7. Add client peer to server config
Edit /etc/wireguard/wg0.conf and append:
[Peer]
PublicKey = <CLIENT_PUBLIC_KEY>
AllowedIPs = 10.0.0.2/32
8. Start WireGuard
sudo wg-quick up wg0
sudo systemctl enable --now wg-quick@wg0
9. Open firewall for WireGuard
If UFW is enabled:
sudo ufw allow 51820/udp
10. Complete client config (Mac)
Use this tunnel config in WireGuard app:
[Interface]
PrivateKey = <CLIENT_PRIVATE_KEY>
Address = 10.0.0.2/24
DNS = 1.1.1.1
[Peer]
PublicKey = <SERVER_PUBLIC_KEY>
Endpoint = <SERVER_PUBLIC_IP>:51820
AllowedIPs = 10.0.0.0/24
PersistentKeepalive = 25
AllowedIPs = 10.0.0.0/24 is split-tunnel mode (recommended here). Only traffic for VPN subnet goes through WireGuard.
11. Validate VPN
Turn on the tunnel on your Mac, then test:
# from Mac
ping 10.0.0.1
# from server
sudo wg show
You should see a recent handshake and transfer counters increasing.

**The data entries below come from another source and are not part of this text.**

PR #33339, opened 2019-10-23
docs: add migrating to version 9 guide

kara:
This commit adds a guide to AIO navigation for
"Migrating to Version 9" and moves the schematics
section into the guide that previously lived in
the deprecations page. It also pastes a snippet
of the deprecations page in the new guide so users
don't have to filter out deprecations they've seen
before.

Note: Ivy compatibility section is coming up in a
follow-up PR.

### DIFF
--- a/aio/content/navigation.json
+++ b/aio/content/navigation.json
@@ -704,6 +704,11 @@
           "tooltip": "Angular versioning, release, support, and deprecation policies and practices."
         },
         {
+          "url": "guide/migrating-to-version-9",
+          "title": "Migrating to Version 9",
+          "tooltip": "Support for migrating your application from version 8 to 9."
+        },
+        {
           "url": "guide/deprecations",
           "title": "Deprecations",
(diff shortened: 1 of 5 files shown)


aio/content/navigation.json
```diff
@@ -703,6 +703,11 @@
           "title": "Release Practices",
           "tooltip": "Angular versioning, release, support, and deprecation policies and practices."
         },
+        {
+          "url": "guide/migrating-to-version-9",
+          "title": "Migrating to Version 9",
```
IgorMinar:
```suggestion
          "title": "Updating to Version 9",
```

IgorMinar (approved):
overall lgtm, but to be consistent with `ng update` terminology, can you please update the guide url/filename/title to be called "Updating" instead of "migrating"

aio/content/navigation.json
kara: Done

PR #33340, opened 2019-10-23
test(core): support running performance benchmarks in browser

mhevery:


pkozlowski-opensource (changes requested):
@mhevery there are still other places where we need to change Noop renderer for a DOM-based one - I've created a fixup commit here: https://github.com/pkozlowski-opensource/angular/commit/1c676033247f3a18c896aea74bd536f93256309f - feel free to pick it up or do alternative changes.

mhevery:
@pkozlowski-opensource thanks for the fixup, but I think we are still missing something. The sub `LView`s  don't seem to get added to the host `<div>` I think we are missing a DOM manipulation someplace?

pkozlowski-opensource (approved):
I think that we should merge it as-is to unblock Matias - I know that the nodes are not connected (parent -> child) properly but at least they are created so we should have relevant numbers for styling.

I will follow up with the nodes connecting PR.

PR #33341, opened 2019-10-23
test(ivy): fined tune micro benchmark parameters

mhevery:
Decrease `MIN_SAMPLE_DURATION` to make it more likely that we cane fit into single time slice.
Increase `MIN_SAMPLE_COUNT_NO_IMPROVEMENT` to make it more likely to find the best


xiangdewei:
How do you prove that your number change has performance improvement? what's the difference?

mhevery:
> How do you prove that your number change has performance improvement? what's the difference?

this is what we used for perf testing. We run the same benchmark over and see if the variation in results improves.

AndrewKushnir (approved):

Nginx reverse proxy + HTTPS
OpenClaw is typically bound to localhost (127.0.0.1). Nginx will publish it on HTTPS, and we will restrict access to VPN source IPs.
1. Install Nginx
sudo apt update
sudo apt install -y nginx
2. Create initial Nginx site
sudo nano /etc/nginx/sites-available/openclaw
server {
listen 80;
server_name openclaw.<DOMAIN_NAME>;
location / {
proxy_pass http://127.0.0.1:18789;
proxy_http_version 1.1;
proxy_set_header Host $host;
proxy_set_header X-Real-IP $remote_addr;
proxy_set_header X-Forwarded-For $proxy_add_x_forwarded_for;
proxy_set_header X-Forwarded-Proto $scheme;
proxy_set_header Upgrade $http_upgrade;
proxy_set_header Connection "upgrade";
}
}
Enable the site:
sudo ln -sf /etc/nginx/sites-available/openclaw /etc/nginx/sites-enabled/openclaw
sudo rm -f /etc/nginx/sites-enabled/default
sudo nginx -t
sudo systemctl reload nginx
3. Create DNS record
Create an A record:
- Host/name:
openclaw - Value:
<SERVER_PUBLIC_IP>
Resulting FQDN should be openclaw.<DOMAIN_NAME>.
4. Issue TLS certificate
sudo apt install -y certbot python3-certbot-nginx
sudo certbot --nginx -d openclaw.<DOMAIN_NAME>
Choose redirect to HTTPS when prompted.
5. Restrict HTTPS access to VPN subnet
After certbot updates config, re-open the site file and add allow/deny inside the TLS server block (listen 443 ssl ...):
allow 10.0.0.0/24;
deny all;
Then reload:
sudo nginx -t
sudo systemctl reload nginx
OpenClaw allowed origin
Update OpenClaw config so browser origin is trusted:
nano ~/.openclaw/openclaw.json
{
"gateway": {
"controlUi": {
"allowedOrigins": ["https://openclaw.<DOMAIN_NAME>"]
}
}
}
Restart gateway service:
systemctl --user restart openclaw-gateway.service
If your install uses a system service instead of user service, use sudo systemctl restart <service-name>.
Verification checklist
- VPN on:
ping 10.0.0.1workssudo wg showshows recent handshakehttps://openclaw.<DOMAIN_NAME>loads dashboard
- VPN off:
https://openclaw.<DOMAIN_NAME>should be blocked by Nginx (deny all)
Notes on port 80
For standard Let's Encrypt HTTP validation, port 80/tcp must be reachable from the internet for initial issuance and future renewals. If you must close port 80, switch to DNS challenge instead.